It's carnival time in Louisiana! Time for fun and foolishness in New Orleans' French Quarter. It's time for parades through city streets and beads flying off floats into the waiting hands of shouting children of all ages. “Throw me somethin', mister!” That's what Mardi Gras is all about, right?

Not in Louisiana's Cajun country, where Mardi Gras (happening in 2012 on Tuesday, February 21) means a whole different way to celebrate.

On the prairies of southwest Louisiana and at the Prairie Acadian Cultural Center, Mardi Gras means Courir du Mardi Gras, the Mardi Gras run, with masked riders on horseback, homeowners rewarding musicians with onions and chickens, and a big pot of gumbo at the end of the day.
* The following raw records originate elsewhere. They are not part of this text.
PR #265, opened 2025-01-10
cpu-o3: Transform the lsqunit

happy-lx:
## Background
In order to align the behavior of the LSU module with the RTL, this PR makes the following modifications:
+ Uses TimeBuffer to visualize the load and store pipelines.
+ Distributes the operational details of the load and store pipelines across the corresponding pipeline stages.
+ Adds nuke replay operation to reduce RAW violations.
+ Aligns miss load replay behavior with RTL and adds early wake-up.

### 1. Pipeline Construction
Related commits:
+ [f5039874530fdd4ec7ca8097e13c8c3d20607e84](https://github.com/OpenXiangShan/GEM5/pull/265/commits/f5039874530fdd4ec7ca8097e13c8c3d20607e84)
+ [89fdfd0a589d5390e12d2c016fa99d6b59f4e1c1](https://github.com/OpenXiangShan/GEM5/pull/265/commits/89fdfd0a589d5390e12d2c016fa99d6b59f4e1c1)
+ [bfbf7c957c2a873aee9105664d1228233ceb4f92](https://github.com/OpenXiangShan/GEM5/pull/265/commits/bfbf7c957c2a873aee9105664d1228233ceb4f92)

**Original design:** Load/store operations are delayed by a certain number of cycles and then all operations (TLB, Cache lookup, exception check, etc.) are completed in one cycle using `executeLoad/executeStore`.

**New design:** TimeBuffer is set according to the corresponding pipeline stages. Instructions are first dispatched to TimeBuffer `s0`, and over time they pass through the stages of the pipeline to complete the corresponding operations.

<details>
  <summary>Code Details</summary>

  **Original design:**

  + The operation was delayed by `op_latency - 1` cycles before being sent to the corresponding function unit. https://github.com/OpenXiangShan/GEM5/blob/2d1995aa9820b5b26b68002e698960b628e072cb/src/cpu/o3/inst_queue.cc#L700-L708
  + After reaching the function unit, the load/store calls `executeLoad/executeStore` to complete the corresponding operations. https://github.com/OpenXiangShan/GEM5/blob/2d1995aa9820b5b26b68002e698960b628e072cb/src/cpu/o3/iew.cc#L1407-L1437
  + `executeLoad/executeStore` completes all operations. https://github.com/OpenXiangShan/GEM5/blob/2d1995aa9820b5b26b68002e698960b628e072cb/src/cpu/o3/lsq_unit.cc#L906-L979 https://github.com/OpenXiangShan/GEM5/blob/2d1995aa9820b5b26b68002e698960b628e072cb/src/cpu/o3/lsq_unit.cc#L1003-L1067

   **New design:**

  + The load/store operations are directly sent to the function unit. https://github.com/OpenXiangShan/GEM5/blob/cf1302416f681eded0b2ba9f229dc27434cdfb83/src/cpu/o3/inst_queue.cc#L711-L719
  + After reaching the function unit, load/store operations call `issueToLoadPipe/issueToStorePipe` to send the instructions to the `s0` of the load/store pipeline. `loadPipeSx`/`storePipeSx` is the corresponding pipeline timebuffer, `loadPipeSx[0]` means s0 stage of load pipeline.  https://github.com/OpenXiangShan/GEM5/blob/cf1302416f681eded0b2ba9f229dc27434cdfb83/src/cpu/o3/lsq_unit.hh#L658-L682 https://github.com/OpenXiangShan/GEM5/blob/cf1302416f681eded0b2ba9f229dc27434cdfb83/src/cpu/o3/iew.cc#L1473-L1503 https://github.com/OpenXiangShan/GEM5/blob/cf1302416f681eded0b2ba9f229dc27434cdfb83/src/cpu/o3/lsq_unit.cc#L1053-L1081
  + Over time, the instructions gradually enter the subsequent pipeline stages (`s1`, `s2`, etc.). The corresponding instructions are fetched from the load/store pipeline at each stage and the operations are executed. https://github.com/OpenXiangShan/GEM5/blob/cf1302416f681eded0b2ba9f229dc27434cdfb83/src/cpu/o3/lsq_unit.cc#L1314-L1367 https://github.com/OpenXiangShan/GEM5/blob/cf1302416f681eded0b2ba9f229dc27434cdfb83/src/cpu/o3/lsq_unit.cc#L1493-L1559
</details>

### 2. Nuke Replay
Related commit:
+ [bfbf7c957c2a873aee9105664d1228233ceb4f92](https://github.com/OpenXiangShan/GEM5/pull/265/commits/bfbf7c957c2a873aee9105664d1228233ceb4f92)

> Scenario:
> ```asm
> sw s1, 0(s0)
> lw s2, 0(s0)
> ```
> The load needs to forward data from the store, and both load and store are issued simultaneously from the IQ into the pipeline, arriving at `s1` in the load/store pipeline at the same time.

**Original design:** If the load executes first, since the store in the same cycle hasn't finished (and hasn't updated the SQ), the load can't detect the dependency and thus can't forward data from the store. Then the store in the same cycle executes, a RAW violation will be detected, causing the pipeline to be flushed.

**What about RTL behavior:** The described situation does not occur in the RTL because the store instruction in the s1 pipeline stage (the cycle before the SQ is updated) checks whether there is a load instruction on the load pipeline with the same address and data that has not forwarded from it, and causes that load instruction to be replayed.

**New design:** When the load reaches `s1` or `s2`, it checks whether there are stores still in `s1` that haven't executed and match the address. If so, the load will be replayed. This is called the pipeline nuke replay. After the store in `s1` completes, the address and data are updated to the SQ, allowing the replayed load to correctly forward data without causing a RAW violation.

> **You can use `EnablePipeNukeCheck` to control whether to enable this feature. In addition, if you want to use this feature, make sure `EnableLdMissReplay` is set to `True`.**

<details>
  <summary>Code Details</summary>

**RTL design:**
  + store instructions at store pipeline `s1` query load pipeline `s1/s2`, causing the matched load to be replayed https://github.com/OpenXiangShan/XiangShan/blob/0051450372ae5a03ce9d36afdbdd34b9a19f4785/src/main/scala/xiangshan/mem/pipeline/LoadUnit.scala#L971-L995 https://github.com/OpenXiangShan/XiangShan/blob/0051450372ae5a03ce9d36afdbdd34b9a19f4785/src/main/scala/xiangshan/mem/pipeline/LoadUnit.scala#L1228-L1248 https://github.com/OpenXiangShan/XiangShan/blob/0051450372ae5a03ce9d36afdbdd34b9a19f4785/src/main/scala/xiangshan/mem/pipeline/LoadUnit.scala#L1357-L1381

 **Gem5 New design:**

  + The `pipeLineNukeCheck` is where the load in `s1` checks for pipeline nuke. https://github.com/OpenXiangShan/GEM5/blob/cf1302416f681eded0b2ba9f229dc27434cdfb83/src/cpu/o3/lsq_unit.cc#L1159-L1179
  + The `pipeLineNukeCheck` for load in `s2` checks for pipeline nuke. https://github.com/OpenXiangShan/GEM5/blob/cf1302416f681eded0b2ba9f229dc27434cdfb83/src/cpu/o3/lsq_unit.cc#L1250-L1258
  + Check logic. https://github.com/OpenXiangShan/GEM5/blob/cf1302416f681eded0b2ba9f229dc27434cdfb83/src/cpu/o3/lsq_unit.cc#L743-L762
  + If the load in `s1` or `s2` triggers a pipeline nuke, a fast load replay is performed in `s2`. https://github.com/OpenXiangShan/GEM5/blob/cf1302416f681eded0b2ba9f229dc27434cdfb83/src/cpu/o3/lsq_unit.cc#L1273-L1282
  + If the load needs to perform a pipeline nuke replay, the pipeline flag of this load will be marked as `Nuke`, and the RAW violation check will skip this load. https://github.com/OpenXiangShan/GEM5/blob/cf1302416f681eded0b2ba9f229dc27434cdfb83/src/cpu/o3/lsq_unit.cc#L955-L961
</details>

### 3. Miss Load Replay  
Commits related to this modification:  
+ [ee53d22929c24e56c386efc13190b74c90f8997c](https://github.com/OpenXiangShan/GEM5/pull/265/commits/ee53d22929c24e56c386efc13190b74c90f8997c)  
+ [c3cd30088a4d5a57a47b54a43c53473436b5650c](https://github.com/OpenXiangShan/GEM5/pull/265/commits/c3cd30088a4d5a57a47b54a43c53473436b5650c)  

**Original design:** A miss load directly writes back after receiving the `TimingResp`, with no limit on the number and no re-entering pipeline behavior.

**New design:** A miss load receives a custom `Hint` signal two cycles before receiving the `TimingResp`, which wakes up the relevant instructions and reissues them into the pipeline. The relevant data becomes stable in the `bus` after `TimingResp` reaching the LSU, and the reissued load will forward data from the `bus`. If data cannot be forwarded, it will access the cache again. After the cache refilled the data to itself completely, a `Bus_Clear` request is sent to the LSU to clear the corresponding data in the `bus`. 

> **You can use `EnableLdMissReplay` to control whether to enable this feature.**

<details>  
  <summary>Code details</summary>  

  **Original design:**

  + A miss load directly calls `completeDataAccess` for write-back after receiving the `TimingResp` https://github.com/OpenXiangShan/GEM5/blob/2d1995aa9820b5b26b68002e698960b628e072cb/src/cpu/o3/lsq.cc#L1349-L1362

  **New design:**

  + A miss load enters a `cache miss load replayQueue` https://github.com/OpenXiangShan/GEM5/blob/cf1302416f681eded0b2ba9f229dc27434cdfb83/src/cpu/o3/lsq_unit.cc#L1259-L1271
  + When the refill data reaches the bus between L2 and L1, a `Hint` signal is returned a few cycles ahead of the `TimingResp` https://github.com/OpenXiangShan/GEM5/blob/cf1302416f681eded0b2ba9f229dc27434cdfb83/src/mem/coherent_xbar.cc#L518-L522
  + After the `Hint` reaches L1, it queries the MSHR and sends a wake-up signal to the relevant load requests in the cache block. The loads that receive the wake-up signal are awakened from the replayQueue https://github.com/OpenXiangShan/GEM5/blob/cf1302416f681eded0b2ba9f229dc27434cdfb83/src/mem/cache/cache.cc#L963-L999 https://github.com/OpenXiangShan/GEM5/blob/cf1302416f681eded0b2ba9f229dc27434cdfb83/src/cpu/o3/lsq.cc#L1524-L1537
  + The actual `TimingResp` arrives a few cycles after the `Hint` and stabilizes the data on the bus https://github.com/OpenXiangShan/GEM5/blob/cf1302416f681eded0b2ba9f229dc27434cdfb83/src/cpu/o3/lsq.cc#L1434-L1475
  + The reissued load checks the bus before accessing the cache. If data is available on the bus, it directly uses the data from the bus (via `forwardFrmBus(load_inst, request)`), and accesses the cache only if no data is found on the bus. https://github.com/OpenXiangShan/GEM5/blob/cf1302416f681eded0b2ba9f229dc27434cdfb83/src/cpu/o3/lsq_unit.cc#L2995-L3023
  + Sure, it is also possible that the Hint is sent too early, causing the reissued load reaching the pipeline and find that the TimingResp has not yet arrived. In this case, the load will speculatively wait for one more cycle, i.e., wait until s2. If the TimingResp arrives, it can forward data from the bus in s2 and then write back. If s2 still hasn't received the TimingResp, it will re-enter the cache miss replay queue.(**Note: this scenario will be very rare.**) https://github.com/OpenXiangShan/GEM5/blob/cf1302416f681eded0b2ba9f229dc27434cdfb83/src/cpu/o3/lsq_unit.cc#L2995-L3002 https://github.com/OpenXiangShan/GEM5/blob/cf1302416f681eded0b2ba9f229dc27434cdfb83/src/cpu/o3/lsq_unit.cc#L1221-L1244
  + After the cache refill data is ready within the cache, a `Bus_Clear` is sent to the LSU to clear the relevant data from the bus https://github.com/OpenXiangShan/GEM5/blob/cf1302416f681eded0b2ba9f229dc27434cdfb83/src/mem/cache/base.cc#L2041-L2052 https://github.com/OpenXiangShan/GEM5/blob/cf1302416f681eded0b2ba9f229dc27434cdfb83/src/cpu/o3/lsq.cc#L586-L602
</details>

### 4. Misc
During the alignment process, some functionality correctness issues and minor misalignments were also discovered, and they are all documented in this section.

#### 4.1 fence opType
Commits related to this modification:  
+ [5e118d7bfbffc7d18a4ad52b73330e61221e7713](https://github.com/OpenXiangShan/GEM5/pull/265/commits/5e118d7bfbffc7d18a4ad52b73330e61221e7713)  

**Original design:**

the fence instruction will be dispatched to mem's dispatchQueue, but its opType is `No_OpClass`, which will cause it to wait for the integer issue queue IQ2(IntMisc) to have free items before it can continue execution.
If the subsequent instructions of the fence instruction occupy the intIQ2, the fence cannot be executed and cpu deadlocks.

**new design:** 

Change the opType of the fence instruction to `MemReadOp` to prevent this situation (in fact, the fence will not be dispatched to IQ)

#### 4.2 LRSC
Commits related to this modification:  
+ [af375fa600564b38392501242e9aa1ddd19d2b56](https://github.com/OpenXiangShan/GEM5/pull/265/commits/af375fa600564b38392501242e9aa1ddd19d2b56)  

LR Instruction can be executed speculatively, which causes RAW violations in some corner cases.
**To reduce complexity and ensure consistency with the RTL design, avoid speculative execution for the LR, and strictly maintain order.**

#### 4.3 store writeback
Commits related to this modification:  
+ [3891ceb1bcc9cb2245b02c61e1fad3ecbefc6758](https://github.com/OpenXiangShan/GEM5/pull/265/commits/3891ceb1bcc9cb2245b02c61e1fad3ecbefc6758)

Previously, the store was written back in s2, but it is written back in s4 in RTL design. So align the timing of this operation. **The write-back timing has a significant impact on high IPC programs like hmmer (~13%), with earlier write-back being more beneficial for improving performance.**

> **You can set `StoreWbStage` to 2 or 4 or N to control which stage the store is written back.**

### DIFF
--- a/src/cpu/o3/lsq.cc
+++ b/src/cpu/o3/lsq.cc
@@ -88,6 +88,7 @@ LSQ::LSQ(CPU *cpu_ptr, IEW *iew_ptr, const BaseO3CPUParams &params)
       enableBankConflictCheck(params.BankConflictCheck),
       _enableLdMissReplay(params.EnableLdMissReplay),
       _enablePipeNukeCheck(params.EnablePipeNukeCheck),
+      _storeWbStage(params.StoreWbStage),
       waitingForStaleTranslation(false),
       staleTranslationWaitTxnId(0),
       lsqPolicy(params.smtLSQPolicy),
@@ -104,6 +105,7 @@ LSQ::LSQ(CPU *cpu_ptr, IEW *iew_ptr, const BaseO3CPUParams &params)
     if (!_enableLdMissReplay && _enablePipeNukeCheck) {
         panic("LSQ can not support pipeline nuke replay when EnableLdMissReplay is False");
     }
+    assert(_storeWbStage >= 2 && _storeWbStage <= 4);
 
     //**********************************************
     //************ Handle SMT Parameters ***********
--- a/src/cpu/o3/lsq.cc
+++ b/src/cpu/o3/lsq.cc
@@ -43,6 +43,7 @@
 
 #include <algorithm>
 #include <csignal>
+#include <cstdint>
 #include <list>
 #include <string>
 
@@ -51,6 +52,7 @@
 #include "base/trace.hh"
 #include "cpu/o3/cpu.hh"
 #include "cpu/o3/dyn_inst.hh"
+#include "cpu/o3/dyn_inst_ptr.hh"
 #include "cpu/o3/iew.hh"
 #include "cpu/o3/limits.hh"
 #include "debug/Drain.hh"
@@ -323,19 +325,11 @@ LSQ::executePipeSx()
 }
 
 Fault
-LSQ::executeLoad(const DynInstPtr &inst)
+LSQ::executeAmo(const DynInstPtr &inst)
 {
     ThreadID tid = inst->threadNumber;
 
-    return thread[tid].executeLoad(inst);
-}
-
-Fault
-LSQ::executeStore(const DynInstPtr &inst)
-{
-    ThreadID tid = inst->threadNumber;
-
-    return thread[tid].executeStore(inst);
+    return thread[tid].executeAmo(inst);
 }
 
 void
@@ -565,8 +559,12 @@ LSQ::recvFunctionalCustomSignal(PacketPtr pkt, int sig)
     LSQRequest *request = dynamic_cast<LSQRequest*>(pkt->getPrimarySenderState());
     panic_if(!request, "Got packet back with unknown sender state\n");
     if (sig == DcacheRespType::Miss) {
-        // notify cache miss
-        iewStage->loadCancel(request->instruction());
+        if (request->instruction()->isLoad()) {
+            // notify cache miss
+            iewStage->loadCancel(request->instruction());
+            // set cache miss flag in pipeline
+            thread[request->_port.lsqID].setFlagInPipeLine(request->instruction(), LdStFlags::CacheMiss);
+        }
     } else {
         panic("unsupported sig %d in recvFunctionalCustomSignal\n", sig);
     }
@@ -958,6 +956,14 @@ LSQ::pushRequest(const DynInstPtr& inst, bool isLoad, uint8_t *data,
         request->initiateTranslation();
     }
 
+    if (!isLoad && !isAtomic) {
+        // store inst temporally saves its data in memData
+        inst->memData = new uint8_t[size];
+        memcpy(inst->memData, data, size);
+    }
+
+    inst->effSize = size;
+
     if (!isLoad && !inst->isVector() && size > 1 && addr % size != 0) {
         warn( "Store misaligned: size: %u, Addr: %#lx, code: %d\n", size,
             addr, RiscvISA::ExceptionCode::STORE_ADDR_MISALIGNED);
@@ -967,7 +973,7 @@ LSQ::pushRequest(const DynInstPtr& inst, bool isLoad, uint8_t *data,
     }
 
     /* This is the place were instructions get the effAddr. */
-    if (request->isTranslationComplete()) {
+    if (inst->isAtomic() && request->isTranslationComplete()) {
         if (request->isMemAccessRequired()) {
             inst->effAddr = request->getVaddr();
             inst->effSize = size;
--- a/src/cpu/o3/lsq.cc
+++ b/src/cpu/o3/lsq.cc
@@ -558,13 +558,26 @@ LSQ::recvFunctionalCustomSignal(PacketPtr pkt, int sig)
 
     LSQRequest *request = dynamic_cast<LSQRequest*>(pkt->getPrimarySenderState());
     panic_if(!request, "Got packet back with unknown sender state\n");
-    if (sig == DcacheRespType::Miss) {
-        if (request->instruction()->isLoad()) {
-            // notify cache miss
-            iewStage->loadCancel(request->instruction());
+    if (sig == DcacheRespType::Miss || sig == DcacheRespType::Block_Not_Ready) {
+        DPRINTF(LSQ, "recvFunctionalCustomSignal: Resp type: %d, [sn:%ld], lqidx: %ld\n",
+                sig, request->instruction()->seqNum, request->instruction()->lqIdx);
+        if (request->mainReq()->isLLSC() || request->mainReq()->isUncacheable()) {
+            // do not replay Amo/Uncache Load
+            DPRINTF(LSQ, "Recv Amo/Uncache Load: [sn:%ld], No Need to Replay\n",
+                    request->instruction()->seqNum);
+        } else {
+            // clear state in this instruction
+            request->instruction()->cacheRefilledAfterMiss(false);
+            request->instruction()->effAddrValid(false);
+            // clear request in loadQueue
+            thread[request->_port.lsqID].loadQueue[request->instruction()->lqIdx].setRequest(nullptr);
             // set cache miss flag in pipeline
             thread[request->_port.lsqID].setFlagInPipeLine(request->instruction(), LdStFlags::CacheMiss);
+            // insert to missed load replay queue
+            iewStage->cacheMissLdReplay(request->instruction());
         }
+        // cancel subsequent dependent insts of this load
+        iewStage->loadCancel(request->instruction());
     } else {
         panic("unsupported sig %d in recvFunctionalCustomSignal\n", sig);
     }
@@ -1397,21 +1410,32 @@ LSQ::SbufferRequest::recvTimingResp(PacketPtr pkt)
 bool
 LSQ::SingleDataRequest::recvTimingResp(PacketPtr pkt)
 {
+    LSQRequest *request = dynamic_cast<LSQRequest*>(pkt->senderState);
+    bool isNormalLd = isLoad() && !request->mainReq()->isLLSC() && !request->mainReq()->isUncacheable();
     // Dump inst num, request addr, and packet addr
-    DPRINTF(LSQ, "Single Req::recvTimingResp: inst: %llu, pkt: %#lx\n", pkt->req->getReqInstSeqNum(),
-            pkt->getAddr());
+    DPRINTF(LSQ, "Single Req::recvTimingResp: inst: %llu, pkt: %#lx, isLoad: %d, "
+                "isLLSC: %d, isUncache: %d, isCacheSatisfied: %d\n",
+                pkt->req->getReqInstSeqNum(), pkt->getAddr(), isLoad(), request->mainReq()->isLLSC(),
+                request->mainReq()->isUncacheable(), pkt->cacheSatisfied);
     assert(_numOutstandingPackets == 1);
-    flags.set(Flag::Complete);
-    assert(pkt == _packets.front());
-    forward();
-    _port.completeDataAccess(pkt);
-    _hasStaleTranslation = false;
+    if (isNormalLd && !pkt->cacheSatisfied) {
+        // Data in Dcache is ready, wake up missed load in replay queue
+        LSQRequest::_inst->cacheRefilledAfterMiss(true);
+        discard();
+    } else {
+        flags.set(Flag::Complete);
+        assert(pkt == _packets.front());
+        forward();
+        _port.completeDataAccess(pkt);
+        _hasStaleTranslation = false;
+    }
     return true;
 }
 
 bool
 LSQ::SplitDataRequest::recvTimingResp(PacketPtr pkt)
 {
+    LSQRequest *request = dynamic_cast<LSQRequest*>(pkt->senderState);
     DPRINTF(LSQ, "Spilt Req::recvTimingResp: inst: %llu, pkt: %#lx\n", pkt->req->getReqInstSeqNum(),
             pkt->getAddr());
     uint32_t pktIdx = 0;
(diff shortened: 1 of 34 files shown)


jueshiwenli (approved):

src/cpu/o3/lsq.cc
```diff
@@ -121,9 +135,10 @@ LSQ::LSQ(CPU *cpu_ptr, IEW *iew_ptr, const BaseO3CPUParams &params)
     }
 
     thread.reserve(numThreads);
+    // TODO: Parameterize the load/store pipeline stages
```
tastynoob, line 138: parameterize this

src/cpu/o3/lsq.cc
```diff
@@ -1282,7 +1365,9 @@ LSQ::LSQRequest::~LSQRequest()
         std::raise(SIGINT);
     }
     assert(!isAnyOutstandingRequest());
-    _inst->savedRequest = nullptr;
+    if (_inst->savedRequest == this) {
```
tastynoob, line 1369: why need this condition

src/cpu/o3/lsq_unit.cc
```diff
@@ -947,35 +1156,413 @@ LSQUnit::executeLoad(const DynInstPtr &inst)
...
+        if (enableStorePrefetchTrain) {
+            triggerStorePFTrain(store_idx);
+        }
+    }
+
+    return checkViolations(loadIt, inst);
+}
+
+Fault
+LSQUnit::storePipeS2(const DynInstPtr &inst, std::bitset<LdStFlagNum> &flag)
```
tastynoob: Why so many identical function?
Can be simplified

src/cpu/o3/lsq_unit.cc
```diff
@@ -1973,6 +2548,40 @@ LSQUnit::recvRetry()
     }
 }
 
+void
+LSQUnit::dumpLoadPipe()
+{
+    DPRINTF(LSQUnit, "Dumping LoadPipe:\n");
```
tastynoob: use:
if (debug::LSQUnit)

src/cpu/o3/lsq_unit.cc
```diff
@@ -1973,6 +2548,40 @@ LSQUnit::recvRetry()
...
+                    getLdStFlagStr(loadPipeSx[i]->flags[j])
+            );
+        }
+    }
+}
+
+void
+LSQUnit::dumpStorePipe()
+{
+    DPRINTF(LSQUnit, "Dumping StorePipe:\n");
```
tastynoob: Same as above

src/cpu/o3/lsq_unit.hh
```diff
@@ -586,6 +655,35 @@ class LSQUnit
     /** The load queue. */
     LoadQueue loadQueue;
 
+    /** Struct that defines the information passed through Load Pipeline. */
+    struct LoadPipeStruct
+    {
+        int size;
+
+        DynInstPtr insts[MaxWidth];
+        std::bitset<LdStFlagNum> flags[MaxWidth];
```
tastynoob, line 662: I suggest put the ldsrflags into dyninst

src/cpu/o3/lsq_unit.hh
```diff
@@ -586,6 +655,35 @@ class LSQUnit
...
+    /** Each stage in load pipeline. loadPipeSx[0] means load pipe S0 */
+    std::vector<TimeBuffer<LoadPipeStruct>::wire> loadPipeSx;
+
+    /** Struct that defines the information passed through Store Pipeline. */
+    struct StorePipeStruct
+    {
+        int size;
+
+        DynInstPtr insts[MaxWidth];
+        std::bitset<LdStFlagNum> flags[MaxWidth];
```
tastynoob, line 675: same as above

jensen-yan (approved):

tastynoob (approved):

src/cpu/o3/lsq_unit.hh
happy-lx: In the current design, where a single instruction may appear in both s0 and s3 of the pipeline (fast replay), I feel storing the state in the TimeBuffer would be easier to manage.

src/cpu/o3/lsq_unit.cc
happy-lx: Yes, using `debug::LSQUnit` is much better for simulation speed, I will fix it.

src/cpu/o3/lsq_unit.cc
happy-lx: Yes. These `storePipeS2`, `S3`, and `S4` do not perform any operations and are indeed redundant. I will replace them with a new function.

src/cpu/o3/lsq.cc
happy-lx: In the current design, after a load instruction experiences a miss for the first time, it does not continue to track the corresponding request. 

Once the miss request retrieves the data, refills the dcache, and returns a response to the LSU, it will discard itself. 

When the missed load is replayed to the pipeline, a new request will be generated(the goal is to ensure it re-accesses the DTLB and dcache when necessary). **This approach indeed breaks the rule that each instruction is correspond to only one request. If the request management is not handled properly, it could potentially lead to functional issues.**

However, in order to implement early wake-up and align with the RTL, I feel this approach is actually more friendly in terms of implementation.

src/cpu/o3/lsq.cc
happy-lx: OK, I will fix this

Early on Mardi Gras morning, people in rural areas don homemade costumes, masks, and tall hats based on old French capuchons. They mount horses, climb into wagons, and follow their capitaine from house to house, where the capitaine asks the homeowner's permission to visit. If entry is granted, revelers charge the house, singing and dancing and begging for gumbo ingredients. Riders collect flour, rice, vegetables, and the occasional live chicken as they make their rounds. The day ends in town with music, revelry, and gumbo for all.

Folks do things a little differently here, and the Prairie Acadian Cultural Center in Eunice, Louisiana reflects this rich and colorful way of life. Exhibits and programs share the story of Canadian French exiles — Acadians — who made their way to Louisiana after their expulsion from English Canada beginning in 1755. As the Acadians became Cajuns, they adapted to their new land and their new neighbors in a great cultural exchange.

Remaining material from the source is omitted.